The contemporary rule of binding precedent became possible in the U.S. in the nineteenth century only after the creation of a clear court hierarchy and the beginning of regular verbatim publication of U.S. appellate decisions.

Somewhere around 1910 a lawyer used the decision of a judge in a similar case to influence the judge (this similar case was not even from America but from England, where there is not even a constitution).  From then on lawyers started doing this over and over until it has become common practice.  Now when you go into a lawyer’s office you find walls of books containing cases of every kind and a decision can be found on both sides of a case.

Where the court had its power in the constitution before, today’s decision does not even pretend that its opinion is demanded by the constitution, and yet imposes its Court-made code upon the States.  If this was part of the law before 1910, the Supreme Court could not have reversed the stupid law that had stated that Negros were not real humans.

This is not the system that was established by the Framers, or that would be established by any sane supporter of government by the people.

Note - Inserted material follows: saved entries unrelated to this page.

PR #14034, opened 2023-05-16
getElementLines now works for UML, ER, IE and SD

c21adano:
getElementLines used to only work for ER this seems to be due to how the other types tops are defined. element.top.concat was undefined for the other types but changing top with left, right or bottom worked just fine, so i changed element.top.concat to element.bottom.concat and it should now work for all types.


a21aldsa (approved):
Works fine, tested with all sides of all different element types.

Issue #14014, opened 2023-05-15
Put ER-attribute in ER-relation toolbox.


b21phiro:
We need to have more space in the toolbox, put the ER-attribute in ER-relation toolbox.
![bild](https://github.com/HGustavs/LenaSYS/assets/45258330/62146d60-0fdf-4f47-9439-e2a6263cb053)

PR #14036, opened 2023-05-16
 Put ER-attribute in ER-relation toolbox. #14014 

a21aldsa:
It is now in the pop out together with the relations.


c21adano (approved):
attribute is now part of the pop out.

PR #14362, opened 2024-04-05
14155 create microservice createnewlistentrie

c22cargo:


a22melst:
Just noticed that the logging is not performed since $username is never retrieved from anywhere. Will look into this further next week.

PR #14363, opened 2024-04-05
G3 2024 v1 #14338, again

a22natth:
The issue https://github.com/HGustavs/LenaSYS/issues/14338 surrounded the removal of unused files in the "DuggaSYS" folder, to which we followed by removing files we deemed unnecessary or unused. Although the assigned scope was the "DuggaSYS" folder, we expanded the clearance on more parts of the "LenaSYS" repository. The targeted files were either not being referenced to and therefore not serving a purpose, or contained text or code which seemed to be used for creating test-commits. Other files that we discarded were old markup examples (such as list or table examples), which were in the form of code or text, rather than HiFi models for instance. Due to this, the files were deemed to be unnecessary. We made it a point to avoid messing with all diagram files as this is not our groups area.

Added back files in install > courses and install > md. This is to fix the bug where the installer would stop working when ckecking the Include Testing-Course. Also fixed the issue where all files were marked as modified due to installing LenaSys again while testing the changes.


a22ahmom (commented):
It seems like most unnecessary test files have been removed from DuggaSYS and files that contain unnecessary code so the overall issue seems to be solved. One or two files are left out as test files for future students to test their code but that is fine. So nicely done.

PR #14369, opened 2024-04-05
getGroupValues_ms.php #14207

a22melst:
Tested by adding the following code to the function AJAXService in dugga.js

	if(opt==="GRP"){
		$.ajax({
			url: "../DuggaSys/microservices/sectionedService/getGroupValues_ms.php",
		});
	}

Note: There is a problem with getting the user info for SQL inside of database.php causing warnings and errors. However I do not think this is due to faults inside of getGroupValues_ms.


c22cargo:
I could not get this implementation to work, but I don't know if that is just because I am testing it wrong or not. Regardless, I still think we should merge it and revisit it if needed.

Perhaps the $groups variable should be returned?

Issue #14314, opened 2024-04-03
Inconsistent keybinds


a22solmi:
## Description
Pressing 1 selects the first item in the toolbar, 2 the second and so on. However from 5 and up this pattern is not followed.
Furthermore pressing the same number several times when on an item that has a submenu should cycle between items in that submenu.

## Job
Change the keybindings to select items from the toolbar in order. Implement a way to cycle between items in a submenu when pressing the same number repeatedly.

a22solmi:
Keep track of cycling progress in #14119

a22solmi:
Also update DuggaSys/diagramkeybinds.md to reflect changes

PR #14373, opened 2024-04-05
Updated keybinds, added cycling #14314

a22solmi:
Updated keybinding to reflect order in toolbar.
Added cycling between items in all sub menus when pressing the same keybind.


a22alfna (approved):
I have tested the keybinds and made sure the cycling of multiple toolbar items with the same keybind works as it is supposed to.

Issue #14325, opened 2024-04-03
[Research] Box-select not working properly with super-states


a22jacka:
## Description
Similarly to [](https://github.com/HGustavs/LenaSYS/issues/14317), when using box select to highlight a super-state the highlight needs to be super big in order to highlight it. This time it doesn't appear to be because of margin, might be but unsure. 

![bild](https://github.com/HGustavs/LenaSYS/assets/129258593/d08c3859-95bf-4e50-b626-e4507892d43c)
The black box is the highlight

## Job
Find out why it doesn't work properly and write a comment with your findings

a22solmi:
Solved by #14377

PR #14377, opened 2024-04-05
Solved issue where box-select wouldn't properly select items. (#14325)

b22chrmo:
Box selection wouldn't properly select items inside it's area. This issue was created specifically for super-states, but more diagram-types had similar problems. Issue is now solved and you can properly select items with the box selection.

### DIFF
--- a/DuggaSys/diagram.js
+++ b/DuggaSys/diagram.js
@@ -3432,10 +3432,12 @@ function getRectFromElement (element)
                 resizedY += (element.height - preResizeHeight[i].height)/2
             }
             // Corrects returned y position due to problems with SE types
+            
             let elementY = resizedY;
             if(element.type == "SE"){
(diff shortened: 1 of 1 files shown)


d22hanol:
Tested without the branch first and found that you could select the superstate when greatly exaggerated size on the box-select, this was not a good way to do it, tried to replicate the issue with a few other entities. I found problems with the er-relation.
When switching to the new branch all of these problems disappear.
My opinion is that he solution for this problem is appropriate.

d22hanol (commented):
Tested without the branch first and found that you could select the superstate when greatly exaggerated size on the box-select, this was not a good way to do it, tried to replicate the issue with a few other entities. I found problems with the er-relation.
When switching to the new branch all of these problems disappear.
My opinion is that he solution for this problem is appropriate.

PR #14379, opened 2024-04-08
Updated event listener structure

a22solmi:
The structure of "keyup" was updated and a formatting issue was corrected.


a22cazlu:
I have tested the all funktions I can think of and everything seems to work fine.

PR #14382, opened 2024-04-08
Moved starting of session

a22moamy:
@a22willi found the solution was to start the session before including any files.


a22danwe (commented):
The issue semms to be fixed, there are no error popups when "show tests" are clicked.

Issue #14339, opened 2024-04-04
Save github repo from info popup


a22willi:
In [Issue-#14315](https://github.com/HGustavs/LenaSYS/issues/14315) a popup was created. This popup currently has no functionality, make it save the github repo URL in the proper location. 

Since the previous pull request has not yet been approved, I suggest waiting untill it has been approved and merged with the weekly branch before you try to do any development.

Also check out this [issue](https://github.com/HGustavs/LenaSYS/issues/14322) where I think they also worked on saving the github url.

PR #14387, opened 2024-04-08
G3 2024 v1 #14339

a22ahmom:
The popup now has functionality and when the user types in a github repo URL it gets saved in the database file metadata2.db in the gitRepos table. When clicking the download github repo button for the second time a minor error pops up but this only happens sometimes not when doing it for the first time for a new course.


a22edvbu:
All checks out!

a22willi:
A few things need fixing, it does not seem like the data is stored properly. And the cooldown notification appears, even when there is no gihub repo saved. It should prompt the user to enter a github repo every time, if there isnt already one when the "download github repo" button is clicked.

Issue #14345, opened 2024-04-04
Errors in diagram.css 


d22hanol:
### Description 
JETbrains IDE complains about several syntax errors in diagrams.css. Could be related to other issues such as [this one](https://github.com/HGustavs/LenaSYS/issues/14283) and by proxy [this one](https://github.com/HGustavs/LenaSYS/issues/12693)
Testing is very important for this issue as it could break a lot of stuff if it is incorrect
### JOB
Look into and potentially fix diagram.css.

Issue #14283, opened 2024-04-02
Entire toolbar not visible


a22jacka:
# Description
The toolbar uses a fixed size so that on certain screens the toolbar can be cut off with no way to access the lower icons. 
This is most apparent with different screen sizes/scaling

![bild](https://github.com/HGustavs/LenaSYS/assets/129258593/3059c2fb-335e-4a49-8001-f743ea17e026)
![bild](https://github.com/HGustavs/LenaSYS/assets/129258593/1f3127ba-2695-413c-9e6d-2db87086dea5)

# Job
Implement a fix. Could be to either make the toolbar resize or add a scroll-feature. You could try both and check which works best

a22jacka:
This has been looked at earlier in issue [12693](https://github.com/HGustavs/LenaSYS/issues/12693) and different fixes seem to introduce new problems. The whole toolbar likely needs to be reworked a bit

d22hanol:
Adding an overflow value to the toolbar makes the popup toolbar and tooltip appears behind the diagramwindow/canvas  instead of in front of it. Did not manage to find a sufficient solution to fix this issue.

PR #14388, opened 2024-04-08
G1 2024 v1 #14345

d22hanol:
fixed the errors in the css-file but it did not fix the related toolbar issues

### DIFF
--- a/DuggaSys/diagram.css
+++ b/DuggaSys/diagram.css
@@ -23,12 +23,12 @@
     width:100%;
     height:100%;
     user-select: none;
-    overflow: none;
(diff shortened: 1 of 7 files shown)


a22vioja (approved):
It is good that pixels are used instead of units, so the size of an element remains constant regardless of the device or screen resolution.

Since "overflow: none" has no effect, it is good that you changed it to "overflow:hidden" so that container remains intact but overflowing content is hidden. 

I do not see any new problems on the diagram behaviour which can be affected by these changes, but the main issue #12693, #14283 remains, that the whole toolbar is not visible on the smaller screen.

I can offer other changes that I am passionate about like the removal of Psychiatry from the system but this is enough for now.

Saving billions per year

If the above three laws were passed we could drop the cost of the court system to almost nothing and free the innocent from any expense.  This would also drop the cost of liability insurance for businesses, doctors, homeowners, and drivers by billions. It would take 30% of the people out of jail. There are also simple ideas to save the cost of prisons. But that is for another day.